Hat tip to my friend Henry Shih of online jeweler Ice.com for coming up with the idea to “make a range of projections, from conservative to optimistic” last summer. Todd Friesen has also suggested this.

Update: Given Universal search results with maps, news, videos, images etc., you may want to review these results downwards to be conservative. As Simon points out in the comments, the CTR data has changed significantly since the time AOL leaked its numbers.

7) Calculate your potential revenue.

If you’re an affiliate: i) Multiply those attainable traffic numbers by your CTR. ii) Multiply again by the merchant’s conversion rate. iii) Finally, multiply by your average commission. Take multiple values for both your own CTR and the merchant’s conversion rate, so you have a range of estimates from conservative to optimistic.

To simplify, if you know what your earnings per click will be (eg recently work in the niche), you can multiply traffic by EPC.

7b) If you’re an adcents publisher: Multiply that by your CTR and EPC if you’re selling CPC ads.

7c) If you’re a retailer / lead buyer: Multiply that by your conversion rate and then by your average if you’re the merchant.
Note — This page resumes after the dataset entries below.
PR #4247, opened 2023-05-30
Fix operator == for unpacked struct, if elements are VlUnpacked arrays

Risto97:
Unfortunately, the last pull request (#4234) didn't completely solve the issue of operator== and != for unpacked structures.
I didn't account for a multidimensional VlUnpacked that might be a member of the unpacked structure.

The idea is to unroll the VlUnpacked and compare element by element.
So for arr[2][3]
```
arr[0][0] == rhs.arr[0][0] &&
...
arr[1][2] == rhs.arr[1][2];
```

I tried to find a piece of code that does that in the Verilator source code, but I couldn't find it.
How I understood it works for the unpacked arrays is that if there is an assignment or comparison, this will be unrolled by 
https://github.com/verilator/verilator/blob/4f1f487ae4ea0811883e78d287941a4d8abbad19/src/V3Slice.cpp#L179

This is done on the AstNodeBiop, and in my case I just have AstStructDtype.
I created a new function unrollArrayDimensions.
https://github.com/verilator/verilator/pull/4247/files#diff-de9699f6979ca0af5f793c81a755008b758ce728717f8bc223ebf0354976541fR220

It passes my test and my bigger design finally compiles, but maybe the implementation is not optimal.
I am open to suggestions on how to improve it.


Risto97:
I wanted to do that initially, it certainly makes things simpler, but I was not sure what this warning means:
https://github.com/verilator/verilator/blob/4f1f487ae4ea0811883e78d287941a4d8abbad19/include/verilated_types.h#L1063-L1065
It seems to say that operators != and == are not safe in multithreaded verilator.
In case that != and == in VlUnpacked is a problem, I can use !neq() instead of == in V3EmitCHeader in case of VlUnpacked.

wsnyder:
I think safety was only referring to accidental use of the operator overload, not to threads in general, maybe @gezalore  has other comments.

Issue #4203, opened 2023-05-14
Active region did not converge.


jlwehle:
I'm using:

  Verilator 5.010
  FreeBSD 12.4
  clang 13.0

and ran verilator on a test case extracted from a larger project like so:

  verilator --binary --trace --timing t_rst_didnotconverge.v

Executing the resulting binary results in:

  %Error: t_rst_didnotconverge.v:1: Active region did not converge.
  Aborting...
  Abort

I also tried:

  Verilator 5.011 devel rev v5.010-47-g949be301d

The simulation (as well as the larger project) does succeed using Icarus Verilog.

I'm willing to do additional debugging if pointed in the right direction.

[t_rst_didnotconverge.zip](https://github.com/verilator/verilator/files/11471171/t_rst_didnotconverge.zip)

wsnyder:
This works for me on the same revision on Ubuntu,  please double check the example you provided doesn't work.  Assuming not, it's a freebsd issue you'll need to debug as I don't use freebsd. I'd suggest debugging by comparing the code flows in a debugger in each OS.

jlwehle:
I downloaded the zip file and confirmed it doesn't work on FreeBSD.
 
I don't use Ubuntu, however I'll see if I can setup a virtual machine.

jlwehle:
On FreeBSD we get to:

  V3SenExprBuilder.h:121   it = m_prev.emplace(*scopeExprp, prevp).first;

with the proper value in prevp.  However at:

  V3SenExprBuilder.h:129    AstVarScope* const prevp = it->second;

prevp contains the wrong value.

The earlier call to emplace causes m_prev to be searched using equal_to which said that:

  VARSCOPE 0x41cb6560 <e2138#> {d6ao} @dt=0x41ca2b20@(G/w1)  TOP->t__DOT__clk [T] [scopep=0x41cb61e0] -> VAR 0x415f15c0 <e1638#> {d6ao} @dt=0x41ca2b20@(G/w1)  t__DOT__clk [CLK] [VSTATIC]  VAR

and:

  VARSCOPE 0x41cb6480 <e2135#> {d5ao} @dt=0x41ca2b20@(G/w1)  TOP->t__DOT__rst [T] [scopep=0x41cb61e0] -> VAR 0x415f1480 <e1637#> {d5ao} @dt=0x41ca2b20@(G/w1)  t__DOT__rst [CLK] [VSTATIC]  VAR

[...]

PR #4250, opened 2023-05-30
Add class specific same methods for AstVarScope, AstVar, and AstScope (#4203)

jlwehle:
Addresses issue-4203


wsnyder:
Do you have a test (related to #4203 presumably) you can add to this patch to show why it's needed and so we can avoid breaking it in the future?

jlwehle:
The test case is in issue-4203 ... which is known to fail on FreeBSD, however I would expect it to fail on Ubuntu if llvm libcxx (and friends) was being used (I believe llvm clang targets the GNU libraries by default on Ubuntu).  On FreeBSD 12 it fails using the stock compiler / libraries (both llvm 13.0 based) and using a llvm 15.0.7 compiler / libraries toolchain I built.

Basically this may require expanding the CI matrix to avoid future breakage.

jlwehle:
A complete approach which doesn't require expanding the CI matrix would be a C++ test case which for each node type creates a typical node, clones it, systematically modifies the various fields of that copy, and verifies that for each case where the copy produces a different hash, that the equal_to operator also says the node is not equal to the original.

I'm not sure how to best implement that for the existing testing harness.

wsnyder:
Please update your github name per the contrib test failure, and force-push the changes again, then should be good to go.

jlwehle:
I confess to not having much git experience ... I updated my name and ran "git push --force".  Did I need any additional options to "force-push the changes again"?

PR #4253, opened 2023-05-31
V3Fork - transform processes that can outlive their parents into separate tasks

kboronski-ant:
## Problem: 

_From V3SchedTiming.cpp:_
```cpp
                    // If it's fork..join, we can refer to variables from the parent process
                } else {
                    // TODO: It is possible to relax this by allowing the use of such variables up
                    // until the first await. Also, variables defined within a forked process
                    // (inside a begin) are extracted out by V3Begin, so they also trigger this
                    // error. Preventing this (or detecting such cases and moving the vars back)
                    // would also allow for using them freely.
```

Unfortunately it looks like it isn't so simple as the proposed solution makes it to be, because when variables don't get extracted with V3Begin, they remain within function's body instead of being moved under a `SCOPE` node, which results in their addresses changing once a `TASK` is converted to a `CFUNC`, invalidating all references. However, we cannot move them out of the fork, because then their lifetimes could be outlived by the spawned processes.

This highlights a **bigger issue**, that Verilator is currently unable to pass local variables to processes that might outlive them.
## Solution

My solution is to identify all processes under `fork..join_none` and `fork..join_any` statements that "capture" any non-static variables and transform them into separate tasks. The sub-ASTs of those processes would be replaced with calls to those tasks to which any captures will be passed by value as arguments to these calls. Any references to the captured variables would be replaced with references to task's arguments. These newly generated tasks will later be given their own scopes, independent from the scopes of their parents.

### Variable capturing details:

* All variables are **captured by value**, unless their lifetime is static (eg. their exist within a module).
* Variables are captured **implicitly**. I found IEEE 1800-2017 to be very unclear about it. Page 212 suggests that this should be illegal, yet various example, like the one on page 204 seem to do exactly that. So I decided that anything that would actually require a reference instead of copy should throw an error. See the point below.
* Implicit captures are allowed **only for read access**.

## Caveats
* No support for _block_item_declaration_ sections of `fork..join*` blocks
* Delaying a block/statement under a fork will delay the initialization of variables within generated procedure, making it possible (and likely) for parent process to go out of the current scope before the initialization happens. Since arguments to the spawned process' procedure are passed by reference, once the initialization happens the references might no longer point to the correct data. This is because the values for local copies of arguments get assigned within `// Body` section of generated `CFUNC` instead of `// Init` and the entirety of `// Body` gets prefaced with a `co_await` statement that halts the coroutine and passes it to scheduler if the execution of the statement was to be delayed. I'm not sure why is it this way.


kboronski-ant:
Most tests fail atm due to coverage issues/checking for unsupported behaviour. However, there seem to be a bit more serious issue with `t_clock_timing`, which behaves differently than expected. Initially I thought it was due to the delays under forks, but there seems to be something else going on.

wsnyder:
I don't particularly like having o build functions, but I don't see an alternative - I read you think likewise.

I would suggest making a debug flag that makes it always build a function even if not needed for the variables.  Then set that flag and run a complete regression.  This will help you make sure the new code handles the key edge cases. As you fix issues, please make new test.pl variant that uses that use that debug flag as part of the permanent test suite.  (For example t.pl fails, make t_forkproc.pl which has a top_filename("t.v"), so we will test this case forever more.)  Some of the inline tests are examples of this approach.

>EDIT: The t_clock_timing likely fails because Q has its lifetime set to NONE instead of STATIC for some reason, resulting in a capture-by-value, which happens before the delay.

Can you pull out the fix for that (if there isn't already a pending pull (if #4220 in master doesn't fix it - please merge in master.)

kboronski-ant:
@wsnyder I added the option you suggested, but I'm not sure if understand how do you want it to be used. Should it be added to existing tests with `fork..join_none`/`fork..join_any` blocks? Should it be applied only to my tests? Should my tests always use it or be ran twice, once with the option disabled and once with enabled?

wsnyder:
>Should it be added to existing tests with fork..join_none/fork..join_any blocks? Should it be applied only to my tests? Should my tests always use it or be ran twice, once with the option disabled and once with enabled?

I'd say at least t_timing_fork_join.

Did you find any bugs when you added this flag and ran it on every test?  If so, which tests failed?  Add it to those too.  (Assuming just a couple failed.)

src/V3Fork.cpp
```diff
@@ -0,0 +1,248 @@
...
+    // AstVar::user1           -> bool, 1 = Node was created as a call to an asynchronous task
+    const VNUser1InUse m_inuser1;
+
+    // STATE
+    AstNodeModule* m_modp = nullptr;  // Class/module we are currently under
+    int m_forkDepth = 0;  // Nesting level of asynchronous forks
+    bool m_newProcess = false;  // True if we are directly under an asynchronous fork.
+    AstVar* m_capturedVarsp = nullptr;  // Local copies of captured variables
+    std::set<AstVar*> m_forkLocalsp;  // Variables local to a given fork
+    AstArg* m_capturedVarRefsp = nullptr;  // References to captured variables (as args
```
wsnyder, line 58:
```suggestion
    AstArg* m_capturedVarRefsp = nullptr;  // References to captured variables (as args)
```

src/V3Fork.cpp
```diff
@@ -0,0 +1,248 @@
...
+        // If there are no captures, there's no need to taskify
+        if ((m_capturedVarsp == nullptr) && !v3Global.opt.taskifyAll()) return;
+
+        VNRelinker handle;
+        AstTask* taskp = nullptr;
+        std::string taskName;
+
+        if (AstBegin* beginp = VN_CAST(nodep, Begin)) {
+            UASSERT(beginp->stmtsp(), "No stmtsp\n");
+            taskName = generateTaskName(beginp, "__FORK_BEGIN_");
```
wsnyder, line 123:
```suggestion
            const std::string taskName = generateTaskName(beginp, "__VforkBegin_");
```

Similar below - generally generated names are __V[somethingInMixedCaps].

src/V3Fork.cpp
```diff
@@ -0,0 +1,248 @@
...
+        m_newProcess = false;
+
+        iterateChildren(nodep);
+
+        // If there are no captures, there's no need to taskify
+        if ((m_capturedVarsp == nullptr) && !v3Global.opt.taskifyAll()) return;
+
+        VNRelinker handle;
+        AstTask* taskp = nullptr;
+        std::string taskName;
```
wsnyder, line 119:
```suggestion
```

src/V3Fork.cpp
```diff
@@ -0,0 +1,248 @@
...
+        } else if (AstFork* forkp = VN_CAST(nodep, Fork)) {
+            taskName = generateTaskName(forkp, "__FORK_NESTED_");
+            taskp = makeTask(forkp->fileline(), forkp->unlinkFrBack(&handle), taskName);
+        }
+
+        m_modp->addStmtsp(taskp);
+
+        AstTaskRef* taskrefp
+            = new AstTaskRef{nodep->fileline(), taskp->name(), m_capturedVarRefsp};
+        AstStmtExpr* taskcallp = new AstStmtExpr{nodep->fileline(), taskrefp};
```
wsnyder, line 140:
```suggestion
        AstTaskRef* const taskrefp
            = new AstTaskRef{nodep->fileline(), taskp->name(), m_capturedVarRefsp};
        AstStmtExpr* const taskcallp = new AstStmtExpr{nodep->fileline(), taskrefp};
```

src/V3Fork.cpp
```diff
@@ -0,0 +1,248 @@
...
+            if (nodep->access().isWriteOrRW()) {
+                nodep->v3warn(E_TASKNSVAR, "Invalid capture: Process might outlive this "
+                                           "variable. Initialize a local copy instead.");
+                return;
+            }
+            UASSERT_OBJ(
+                !nodep->varp()->lifetime().isNone(), nodep,
+                "Variable's lifetime is unknown. Can't determine if a capture is necessary.");
+
+            AstVar* varp = captureRef(nodep, nodep->name(), [&]() -> AstArg* {
```
wsnyder, line 185:
```suggestion
            AstVar* const varp = captureRef(nodep, nodep->name(), [&]() -> AstArg* {
```

src/V3Fork.cpp
```diff
@@ -0,0 +1,248 @@
...
+            });
+            nodep->varp(varp);
+        }
+    }
+    void visit(AstThisRef* nodep) override {
+        AstClass* classp = VN_CAST(m_modp, Class);
+        UASSERT_OBJ(classp, nodep, "`this` reference is not under a class");
+
+        std::string handleName = "this_" + cvtToHex(m_modp);
+
```
wsnyder, line 196:
```suggestion
```

src/V3Timing.cpp
```diff
@@ -216,6 +216,15 @@ class TimingSuspendableVisitor final : public VNVisitor {
         m_procp = nodep;
         iterateChildren(nodep);
     }
+    void visit(AstFork* nodep) override {
+        // HACK: Needs to be set to make V3SchedTiming properly process BEGIN blocks in
+        // fork..join_none blocks.
+        v3Global.setUsesTiming();
+
+        if (nodep->isTimingControl())
+            if (m_procp) m_procp->user2(true);
```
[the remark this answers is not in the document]
kboronski-ant: Removed.

This was recently fixed independently in https://github.com/verilator/verilator/pull/4274

src/V3LinkJump.cpp
```diff
@@ -197,6 +197,7 @@ class LinkJumpVisitor final : public VNVisitor {
         AstVar* const varp
             = new AstVar{nodep->fileline(), VVarType::BLOCKTEMP, name, nodep->findSigned32DType()};
         varp->usedLoopIdx(true);
+        varp->lifetime(VLifetime::AUTOMATIC);
```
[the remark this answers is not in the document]
kboronski-ant: Removed.

src/V3Options.cpp
```diff
@@ -1439,6 +1439,8 @@ void V3Options::parseOptsList(FileLine* fl, const string& optdir, int argc, char
     DECL_OPTION("-structs-packed", OnOff, &m_structsPacked);
     DECL_OPTION("-sv", CbCall, [this]() { m_defaultLanguage = V3LangCode::L1800_2017; });
 
+    DECL_OPTION("-taskify-all-forked", OnOff, &m_taskifyAll).undocumented();  // Debug
```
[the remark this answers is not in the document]
kboronski-ant: Done.

src/V3Fork.cpp
kboronski-ant: Removed.

src/V3Fork.cpp
kboronski-ant: Done.

src/V3Fork.cpp
kboronski-ant: Done.

src/V3Fork.cpp
kboronski-ant: Done.

src/V3Fork.cpp
kboronski-ant: I updated the code and made the whole name prefixed with `__V`.

src/V3Options.h
```diff
@@ -272,6 +272,7 @@ class V3Options final {
     bool m_systemC = false;         // main switch: --sc: System C instead of simple C++
     bool m_stats = false;           // main switch: --stats
     bool m_statsVars = false;       // main switch: --stats-vars
+    bool m_taskifyAll;              // main switch: --taskify-all-forked
```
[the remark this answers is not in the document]
kboronski-ant: Fixed.

src/V3Fork.cpp
```diff
@@ -0,0 +1,248 @@
...
+                return new AstArg{nodep->fileline(), handleName, nodep};
+            });
+            if (newLocal) m_forkLocalsp.insert(varp);
+            AstVarRef* vrefp = new AstVarRef{nodep->fileline(), varp, VAccess::READWRITE};
+            handle.relink(vrefp);
+        }
+    }
+    void visit(AstNodeModule* nodep) override {
+        VL_RESTORER(m_modp);
+
```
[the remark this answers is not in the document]
kboronski-ant: Done.

src/V3Fork.cpp

kboronski-ant:
@wsnyder Thanks for the explanation. Looks like there's one test fails with fork taskification enabled - `t_clocking_sched_timing`. I've looked at the AST and I don't get it, it looks fine and the error message and its associated node look like they wouldn't have anything to do with this taskification process. Yet something fails.

I added a test for that.

test_regress/t/t_timing_fork_unsup.out
```diff
@@ -1,34 +1,14 @@
-%Error-UNSUPPORTED: t/t_timing_fork_unsup.v:12:12: Unsupported: variable local to a forking process accessed in a fork..join_any or fork..join_none
-                                                 : ... In instance t::C
+%Error-TASKNSVAR: t/t_timing_fork_unsup.v:12:12: Invalid capture: Process might outlive this variable. Initialize a local copy instead.
```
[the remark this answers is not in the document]
kboronski-ant:
```cpp
                nodep->v3warn(E_TASKNSVAR, "Invalid reference: Process might outlive this "
                                           "variable. Use it as read-only to initialize a "
                                           "local copy at the beginning of the process, or "
                                           "declare it as static.");
```

Does this new message look better to you? I replaces the word "capture" with "reference" and attempted to provide a clearer advice.

test_regress/t/t_var_in_fork.out
```diff
@@ -0,0 +1,4 @@
+Vars in forked process:           2           1
+Leaving fork's parent
+Static variable:           1
+*-* All Finished *-*
```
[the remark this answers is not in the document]
kboronski-ant: Done.

test_regress/t/t_timing_fork_unsup.out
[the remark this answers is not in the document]
kboronski-ant: Done. I also added another suggestion:
```
[...] It is also possible to refer by reference to `this` object's members.
```

src/V3Options.cpp
```diff
@@ -1439,6 +1439,8 @@ void V3Options::parseOptsList(FileLine* fl, const string& optdir, int argc, char
     DECL_OPTION("-structs-packed", OnOff, &m_structsPacked);
     DECL_OPTION("-sv", CbCall, [this]() { m_defaultLanguage = V3LangCode::L1800_2017; });
 
+    DECL_OPTION("-ftaskify-all-forked", FOnOff, &m_fTaskifyAll).undocumented();  // Debug
```
wsnyder, line 1442: Move to sorted position please.

src/V3Options.h
```diff
@@ -360,6 +360,7 @@ class V3Options final {
     bool m_fDfgPreInline;    // main switch: -fno-dfg-pre-inline and -fno-dfg
     bool m_fDfgPostInline;   // main switch: -fno-dfg-post-inline and -fno-dfg
     bool m_fExpand;      // main switch: -fno-expand: expansion of C macros
+    bool m_fTaskifyAll = false;  // main switch: --ftaskify-all-forked
```
wsnyder, line 363: Move to sorted position please.

src/V3Options.h
```diff
@@ -619,6 +620,7 @@ class V3Options final {
         return !m_fDfgPeepholeDisabled.count(name);
     }
     bool fExpand() const { return m_fExpand; }
+    bool fTaskifyAll() const { return m_fTaskifyAll; }
```
wsnyder, line 623: Move to sorted position please.

test_regress/t/t_clocking_sched_timing_forkproc.out
```diff
@@ -0,0 +1,5 @@
+%Error: t/t_clocking_sched.v:11:9: Input/output/inout does not appear in port list: 'clk'
+                                 : ... In instance t
+   11 |   input clk;
```
wsnyder, line 3: I doubt this is really what you want to test - fix the port list.

src/V3Fork.cpp
```diff
@@ -0,0 +1,235 @@
...
+        if (m_forkDepth && (m_forkLocalsp.count(nodep->varp()) == 0)
+            && !nodep->varp()->lifetime().isStatic()) {
+            if (nodep->access().isWriteOrRW()) {
+                nodep->v3warn(E_TASKNSVAR,
+                              "Invalid reference: Process might outlive variable `"
+                                  << nodep->varp()->name()
+                                  << "`. Use it as read-only to initialize a "
+                                     "local copy at the beginning of the process, or "
+                                     "declare it as static. It is also possible to "
+                                     "refer by reference to `this` object's members.");
```
wsnyder, line 187: TASKNSVAR doesn't seem to be right here given what the documentation says it is for.  Maybe UNSUPPORTED, or maybe a new warning?

```suggestion
                nodep->v3warn(E_TASKNSVAR,
                              "Invalid reference: Process might outlive variable `"
                                  << nodep->varp()->name()
                                  << "`.\n"
                                  << nodep->varp()->warnMore() << "... Suggest use it as read-only to initialize a "
                                     "local copy at the beginning of the process, or "
                                     "declare it as static. It is also possible to "
                                     "refer by reference to 'this' object's members.");
```

test_regress/t/t_clocking_sched_timing_forkproc.out
kboronski-ant: The port list looks fine though. In this case the problem isn't actually directly related to `ForkVisitor`. It occurs when  `V3LinkDot::linkDotPrimary` stage gets re-executed, due to `ForkVisitor` generating new tasks that need to be linked.
Linking them without relying on the entire `linkDotPrimary` pass should fix the issue.

src/V3Fork.cpp
kboronski-ant: Alright, I improved this message.

I made a new error code - `E_LIFETIME` for this one. I also added some documentation for it with examples of a cause and possible fixes.

src/V3Options.h
kboronski-ant: Done

src/V3Options.cpp
kboronski-ant: Done.

src/V3Error.h
```diff
@@ -65,6 +65,7 @@ class V3ErrorCode final {
         E_TASKNSVAR,    // Error: Task I/O not simple
         E_NEEDTIMINGOPT,  // Error: --timing/--no-timing option not specified
         E_NOTIMING,     // Timing control encountered with --no-timing
+        E_LIFETIME,     // Error: Reference to a variable might outlive the variable.
```
wsnyder, line 68: Move up to be sorted above E_LINT.  Don't forget to reorder strings below.

test_regress/t/t_clocking_sched_timing_forkproc.pl
```diff
@@ -0,0 +1,27 @@
...
+}
+else {
+    top_filename("t/t_clocking_sched.v");
+
+    lint(
+        verilator_flags2 => ["--timing", "--ftaskify-all-forked"],
+        expect_filename => $Self->{golden_filename},
+        fails => 1,
+        );
+}
```
wsnyder, line 24: Merge in master then

```suggestion
# Copyright 2023 by Wilson Snyder. This program is free software; you
# can redistribute it and/or modify it under the terms of either the GNU
# Lesser General Public License Version 3 or the Perl Artistic License
# Version 2.0.
# SPDX-License-Identifier: LGPL-3.0-only OR Artistic-2.0

scenarios(linter => 1);

top_filename("t/t_clocking_sched.v");

lint(
    verilator_flags2 => ["--timing", "--ftaskify-all-forked"],
    expect_filename => $Self->{golden_filename},
    fails => 1,
    );
```

test_regress/t/t_timing_fork_join_forkproc.pl
```diff
@@ -0,0 +1,31 @@
...
+    compile(
+        verilator_flags2 => ["--exe --main --timing --ftaskify-all-forked"],
+        make_main => 0,
+        );
+
+    execute(
+        check_finished => 1,
+        expect_filename => $Self->{golden_filename},
+        );
+}
```
wsnyder, line 28:
```suggestion
top_filename("t/t_timing_fork_join.v");

compile(
    verilator_flags2 => ["--exe --main --timing --ftaskify-all-forked"],
    make_main => 0,
    );

execute(
    check_finished => 1,
    expect_filename => $Self->{golden_filename},
    );
```

wsnyder (commented):
If you think is ready, with these suggestions, and tests passing, you can squash merge.

wsnyder:
Actually, please hold off on merging, I'm going to try to get a release out tomorrow-ish, and don't want to add instability.

src/V3Error.h
wsnyder: I should have said above E_NEEDTIMINGOPT.  You are right they weren't sorted, please merge master as I sorted the sections.

kboronski-ant: Done!

test_regress/t/t_clocking_sched_timing_forkproc.pl
kboronski-ant: Done.

test_regress/t/t_timing_fork_join_forkproc.pl
kboronski-ant: Done.

wsnyder:
You can squash merge if you think it's good, thanks again.

kboronski-ant:
@wsnyder oops, sorry about that :/
https://github.com/verilator/verilator/actions/runs/5270964773/jobs/9531177345

Turns out squash-merging from CLI wasn't a great idea.
I see I'll have to match my locals ascii-only name with the one I have set on github, which has no-ascii characters.

wsnyder:
I added your ascii-name to CONTRIBUTORS, no biggie.

kboronski-ant:
I'm closing this PR.

It seems that Github can't associate a squash-merge done from CLI with a PR. So this got already merged, even though it stays marked as _OPEN_.

PR #4264, opened 2023-06-02
Fix names of foreach blocks

RRozak:
Currently on master, if there is an unnamed block after a `foreach` loop, the error `Duplicate declaration of block` is thrown.
It happens, because blocks created for the purposes of `foreach` loops are created when other blocks have the names already assigned. If the block is unnamed, Verilator assigns the name with the smallest number that isn't already in the symbol table. It is done during creation of the symbol table, so names of the blocks that are after the current one aren't in the symbol table at that moment. It results in name conflict if an unnamed block is inserted to AST before a block that has its name already assigned.

I fixed it by adding the number of the current linking step to the names assigned to unnamed blocks.

### DIFF
--- a/src/V3LinkDot.cpp
+++ b/src/V3LinkDot.cpp
@@ -203,9 +203,6 @@ public:
         : m_syms{rootp}
         , m_step(step) {
         UINFO(4, __FUNCTION__ << ": " << endl);
-        m_forPrimary = (step == LDS_PRIMARY);
-        m_forPrearray = (step == LDS_PARAMED || step == LDS_PRIMARY);
-        m_forScopeCreation = (step == LDS_SCOPED);
         s_errorThisp = this;
         V3Error::errorExitCb(preErrorDumpHandler);  // If get error, dump self
     }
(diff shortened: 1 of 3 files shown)


src/V3LinkDot.cpp
```diff
@@ -158,6 +158,7 @@ class LinkDotState final {
     std::array<ScopeAliasMap, SAMN__MAX> m_scopeAliasMap;  // Map of <lhs,rhs> aliases
     std::vector<VSymEnt*> m_ifaceVarSyms;  // List of AstIfaceRefDType's to be imported
     IfaceModSyms m_ifaceModSyms;  // List of AstIface+Symbols to be processed
+    int m_stepNumber;  // Number of the step
     bool m_forPrimary;  // First link
     bool m_forPrearray;  // Compress cell__[array] refs
     bool m_forScopeCreation;  // Remove VarXRefs for V3Scope
```
wsnyder, line 164:
```suggestion
    const VLinkDotStep m_step;  // Operational step
```

Then can remove m_forPrimary etc and make those functions instead that test m_stepNumber.

src/V3LinkDot.cpp
```diff
@@ -204,6 +205,7 @@ class LinkDotState final {
     LinkDotState(AstNetlist* rootp, VLinkDotStep step)
         : m_syms{rootp} {
         UINFO(4, __FUNCTION__ << ": " << endl);
+        m_stepNumber = int(step);
```
wsnyder, line 208:
```suggestion
        : m_syms{rootp}
        , m_step(step) {
        UINFO(4, __FUNCTION__ << ": " << endl);
```

src/V3LinkDot.cpp
```diff
@@ -1017,9 +1020,10 @@ class LinkDotFindVisitor final : public VNVisitor {
             for (AstNode* stmtp = nodep->stmtsp(); stmtp; stmtp = stmtp->nextp()) {
                 if (VN_IS(stmtp, Var) || VN_IS(stmtp, Foreach)) {
                     std::string name;
+                    const std::string stepStr = std::to_string(m_statep->stepNumber()) + "_";
```
wsnyder, line 1023:
```suggestion
                    const std::string stepStr = m_statep->step() == PRIMARY ? "" : std::to_string(m_statep->stepNumber()) + "_";
```
This way most of the changes to the test golden results should go away.

wsnyder:
LGTM, thanks for editing. Feel free to squash merge once tests pass.

PR #4265, opened 2023-06-02
Give iterated variable in foreach loops VAUTOM lifetime

kboronski-ant:
Those veriables exist only wiithin the scope of the loops in which they are declared.

Required for https://github.com/verilator/verilator/pull/4253


wsnyder:
Feel free to squash merge on pass.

8) Finally, divide your potential revenue by costs. This gives you your SEO ROI – the return on investment for each dollar you put into SEO.

I do this in a spreadsheet for convenience. If you add my rss feed to your reader, you can download a copy of the spreadsheet for your own use.

This has literally saved me thousands of dollars and countless hours by helping me avoid niches that offered a lower ROI for the same time and money investment…

p.s. If you want to know how to prove SEO ROI on past activities, that’s easy. Open your web analytics, and see how many organic visitors on non-brand keywords turned into leads or sales. Alternately, show your rankings increase if you’re not yet in the top 10, and thus not driving traffic just yet.